Нам нужно начать свободнее говорить о содержании священных книг, выходя за рамки робкого отклонения от ортодоксии наших современников – христиан, которые начали рукополагать геев и лесбиянок, мусульманских священнослужителей, которые уже не желают отрубать кому-либо конечности на глазах у зрителей, или людей, которые ходят в церковь, но ни разу внимательно не читали Библию. Пристальное изучение этих книг и истории религий показывает, что нет такого жестокого поступка, который нельзя было бы оправдать (или даже сделать священной обязанностью) с помощью ссылки на священные тексты. Только в силу того, что мы ловко закрываем глаза на отрывки, в каноническом статусе которых никто не сомневался, мы не убиваем друг друга во славу Божью. Здесь остается справедливым следующее замечание Бертрана Рассела:

В Мексике и Перу испанцы крестили индейских младенцев, а потом тотчас же разбивали им головы: это вселяло в них уверенность в том, что дети попадут на небеса. Ни один ортодоксальный христианин не сможет найти логических оснований для того, чтобы осудить подобную практику, хотя сегодня все ее осуждают. Христианское учение о личном бессмертии во многом оказывает разрушительное действие на нравственность…[64]

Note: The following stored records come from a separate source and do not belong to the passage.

PR #18580, opened 2023-09-22
rust: rebuild for newer LLVM

ognevnydemon:
it will give some performance boost


lazka:
> it will give some performance boost

just wondering, why is that?

ognevnydemon:
> just wondering, why is that?

https://perf.rust-lang.org/compare.html?start=03a119b0b0e310d22d94399b24ed030056050f13&end=443c3161dd04f4c1b656a626f9079921bee9c326&stat=instructions:u

Biswa96:
The title says `Comparing instructions:u between #114344 and #114048`. How is that related to llvm version?

ognevnydemon:
> The title says `Comparing instructions:u between #114344 and #114048`. How is that related to llvm version?

because #114048 was about upgrade to 17.0.0

ognevnydemon:
forgot that we need to backport some things. so I can leave this until 1.73.0 update

PR #18585, opened 2023-09-22
python-tldr: new package

ognevnydemon:
also adds python-shtab and python-shpinx-argparse as dependencies.

~~currently I receive an error while building tldr. I have no idea what's wrong~~ fixed

### DIFF
--- a/mingw-w64-python-shtab/PKGBUILD
+++ b/mingw-w64-python-shtab/PKGBUILD
@@ -1,0 +1,65 @@
+# Maintainer: Maksim Bondarenkov <maksapple2306@gmail.com>
+
+_realname=shtab
+pkgbase=mingw-w64-python-${_realname}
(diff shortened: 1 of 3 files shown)


MehdiChinoune:
requirments.txt file is not included in PyPi tarball, consider using the one from GitHub.

ognevnydemon:
> requirments.txt file is not included in PyPi tarball, consider using the one from GitHub.

thanks! now it can't find man page, but `make -C docs` from arch doesn't work...

ognevnydemon:
> > requirments.txt file is not included in PyPi tarball, consider using the one from GitHub.
> 
> thanks! now it can't find man page, but `make -C docs` from arch doesn't work...

works, but now sphinxarg is now required. is there package in MSYS2 with it?

ognevnydemon:
pushed all things. should work now

PR #18594, opened 2023-09-23
Fix libraw.pc

jeroen:
The `libraw.pc` file hardcodes `-lstdc++` which is but unnecessary and breaks building dependents on clang.

```
lld: error: unable to find library -lstdc++
```

Example: https://github.com/r-windows/libs/actions/runs/6283365115/job/17063752821


Biswa96:
Shouldn't the issue be fixed in the source code or reported in upstream?

jeroen:
I can try that too, but I'm not sure if upstream is active and cares.

Biswa96:
Thanks for trying that. I have created a pull request to fix it in proper way.

Biswa96:
Fixed in https://github.com/msys2/MINGW-packages/pull/18595

PR #18596, opened 2023-09-24
update cairo/gnuplot to 1.18.0/5.4.9

MehdiChinoune:


jeroen:
Maybe update pango then, see https://github.com/msys2/MINGW-packages/pull/17369#issuecomment-1597224460

Issue #18602, opened 2023-09-24
[fmt] fatal error: '__std_stream' file not found - llvm 17 issue


lazka:
Reported in discord:

```
[build] In file included from C:/src/dolphin/Source/Core/VideoCommon/Assets/DirectFilesystemAssetLibrary.cpp:9:
[build] In file included from C:/msys64/clang64/include/fmt/std.h:23:
[build] C:/msys64/clang64/include/fmt/ostream.h:17:12: fatal error: '__std_stream' file not found
[build]    17 | #  include <__std_stream>
[build]       |            ^~~~~~~~~~~~~~
[build] 1 error generated.
```
`__std_stream` has been renamed to `std_stream.h` in this commit https://github.com/llvm/llvm-project/commit/40a187bb622959023f751ec3a11f2af5fa8b48fa and is also no longer installed

They were using a private header... :/

lazka:
https://github.com/fmtlib/fmt/issues/3654

lazka:
Upstream went with the same fix we added, so we can close this.

PR #18603, opened 2023-09-24
fmt: workaround for llvm 17

lazka:
See #18602


lazka:
For future reference:

* The code seems to have a fallback in place at least (might break unicode output.. not sure)
* While this might break some use cases if rebuilt with this, it unbreaks the build

PR #18609, opened 2023-09-25
graphicsmagick: update to 1.3.42

kmilos:


Biswa96:
The 002-tiff-transparency.patch file was not removed.

kmilos:
Ooops, sorry. Wishful thinking - "patches are downloaded from upstream" 😉

PR #18611, opened 2023-09-25
msitools: Use Windows paths for DATADIR and LOCALEDIR

jhol:


Biswa96:
Using full path in source code will not work because not all msys2 are installed in same directory. Here CI will attach a different path. The proper way is to relocate path like in curl, openssl etc. packages.

lazka:
Since this is a vala package the fix would be similar to this: https://github.com/msys2/MINGW-packages/blob/master/mingw-w64-vala/0001-relocate-plugin-path.patch

Please report this upstream.

PR #19750, opened 2024-01-14
oh-my-posh: update to 19.5.2

ognevny:


Biswa96:
It seems that oh-my-posh releases new tags more frequently.

ognevny:
> It seems that oh-my-posh releases new tags more frequently.

I found that some deps I maintain make new releases ~1-2 times/week

PR #19760, opened 2024-01-15
quassel: Add aarch64 builds

hmartinez82:
image


mingw-w64-snoregrowl/PKGBUILD
```diff
@@ -25,6 +25,7 @@ build() {
   mkdir -p "${srcdir}"/build-${MSYSTEM} && cd "${srcdir}"/build-${MSYSTEM}
 
   MSYS2_ARG_CONV_EXCL="-DCMAKE_INSTALL_PREFIX=" \
+  CXXFLAGS="-D_LIBCPP_ENABLE_CXX17_REMOVED_AUTO_PTR" \
```
hmartinez82, line 28: This was required for all CLANG builds, not just ARM64

Biswa96: Could you explain why that option is required?

hmartinez82: std::auto_ptr not available by default in clang anymore

PR #19765, opened 2024-01-15
suitesparse: update to 7.5.1

mmuetzel:


mmuetzel:
I downloaded and installed the MINGW64 build artifact from this PR. With it, the test suite of Octave doesn't show any new errors.
Also, rebuilding Octave seems to work without issues.

PR #19767, opened 2024-01-15
Clang: Backport fixes for Objective-C on mingw

qmfrederik:
This pull request:

Backports the following fixes for clang:
- https://github.com/llvm/llvm-project/pull/77797
- https://github.com/llvm/llvm-project/pull/77385 
- https://github.com/llvm/llvm-project/pull/77255

which support compiling Objective-C code on mingw using Clang.

Since these fixes are specific to mingw, I hope it's appropriate to backport them to this repository before they land in the next clang release.

Additionally, around the time this PR was being created, the llvm repository switched from a state where the first 14 characters of the commit hash were sufficient to uniquely identify a commit (e.g. `f55e5434dce360`)  to a state where 15 characters were required (e.g. `f55e5434dce360b`).

For example, I was able to have [llvm/llvm-project@10b78cc8cea65e7e77d227af4027963f39402724 ](https://github.com/llvm/llvm-project/commit/10b78cc8cea65e7e77d227af4027963f39402724.patch) return the following two fragments (note the difference in the `index` line).

```diff
diff --git a/llvm/test/tools/llvm-rc/preproc.test b/llvm/test/tools/llvm-rc/preproc.test
index f55e5434dce360..7a6d8b3db03662 100644
--- a/llvm/test/tools/llvm-rc/preproc.test
+++ b/llvm/test/tools/llvm-rc/preproc.test
@@ -1,3 +1,3 @@
```

vs.

```diff
diff --git a/llvm/test/tools/llvm-rc/preproc.test b/llvm/test/tools/llvm-rc/preproc.test
index f55e5434dce360b..7a6d8b3db036623 100644
--- a/llvm/test/tools/llvm-rc/preproc.test
+++ b/llvm/test/tools/llvm-rc/preproc.test
@@ -1,3 +1,3 @@
```

This caused the builds to fail intermittently, depending on which (cached) version of the patch was returned by GitHub (presumably because different front-end servers were being hit, with a different cached version).

As a result, I believe using `https://github.com/llvm/llvm-project/commit/{commit-id}.patch` together with sha256 checksums is unstable, as the representation of the patch can change, and I've added the commits themselves to the mingw-w64-clang directory.

### DIFF
--- a/mingw-w64-clang/10b78cc8cea65e7e77d227af4027963f39402724.patch
+++ b/mingw-w64-clang/10b78cc8cea65e7e77d227af4027963f39402724.patch
@@ -1,0 +1,59 @@
+From 10b78cc8cea65e7e77d227af4027963f39402724 Mon Sep 17 00:00:00 2001
+From: =?UTF-8?q?Martin=20Storsj=C3=B6?= <martin@martin.st>
+Date: Fri, 15 Dec 2023 20:15:07 +0200
+Subject: [PATCH] [llvm-windres] Pass user preprocessor arguments before the
+ input filename (#75389)
+
+If passing the windres option --preprocessor, the default arguments "-E
+-xc -DRC_INVOKED" aren't passed. If these are passed explicitly by the
+user via --preprocessor-arg instead, we need to make sure that "-xc" is
+passed before the input filename, as this compiler/preprocessor option
+only has an effect on input files that follow it.
+
+This fixes one of the issues with llvm-windres observed in
+https://github.com/msys2/MINGW-packages/pull/19157.
+---
+ llvm/test/tools/llvm-rc/preproc.test         | 2 +-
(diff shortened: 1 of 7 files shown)


lazka:
thanks

qmfrederik:
Thanks, @lazka .  Are you OK with this PR as is, or would you like me to make any changes?  It's a bit noisy because the .patch files are now part of the repo, but I believe that's the right thing to do (especially for a very active repo such as llvm-project).

lazka:
sounds reasonable, thanks!

MehdiChinoune:
@qmfrederik I couldn't find any link for c65ae76326040369bcd3a85678ab76e402140036.patch, Is it your own patch?

qmfrederik:
@MehdiChinoune It's the equivalent of https://github.com/llvm/llvm-project/pull/77797, which had merge conflicts.

PR #19776, opened 2024-01-16
86box: add gentoo ref

kmilos:


Biswa96:
I am not sure if it is required to add repository references individually with every packages. Those references can be added later while updating the package.

kmilos:
Yeah, just hitting a few random ones... As you say, probably best to update naturally as one goes....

Несомненно, существуют миллионы людей, которых вера вдохновляет на удивительное самопожертвование ради других. Помощь бедным, которую оказывают христианские миссионеры в странах развивающегося мира, говорит о том, что религиозные идеи могут порождать прекрасные и нужные действия. Но существуют более хорошие причины для самопожертвования, чем те, что предлагают религии. Тот факт, что вера стоит за многими добрыми поступками, вовсе не означает, что вера есть необходимый (или хотя бы хороший) источник добра. Человек может – и даже на разумных основаниях – рисковать своей жизнью ради других, и когда он не разделяет этих невероятных представлений о природе вселенной.

Напротив, самые ужасающие преступления против человечества всегда основывались на недоказанных представлениях. Это просто трюизм. Геноцид в любой его форме никогда не отражал рациональности злодеев просто потому, что не существует надежных причин убивать мирное население без разбора. И даже когда подобные преступления совершались не на основе религии, для их осуществления требовалось великое легковерие общества. Вспомним о миллионах людей, убитых Сталиным и Мао: хотя эти диктаторы на словах восхваляли разум, коммунизм был не чем иным, как политической религией[65]. В сердце аппарата угнетения и террора таилась догматичная идеология, в жертву которой приносили одно поколение за другим. Хотя эти представления не касались загробной жизни, они обладали культовым и иррациональным характером. В качестве примера можно вспомнить о знаменитой «социалистической» биологии Лысенко – противостоящей «капиталистической» теории Менделя и Дарвина, – которая способствовала гибели миллионов людей в Советском Союзе и Китае в периоды голода в первой половине XX столетия.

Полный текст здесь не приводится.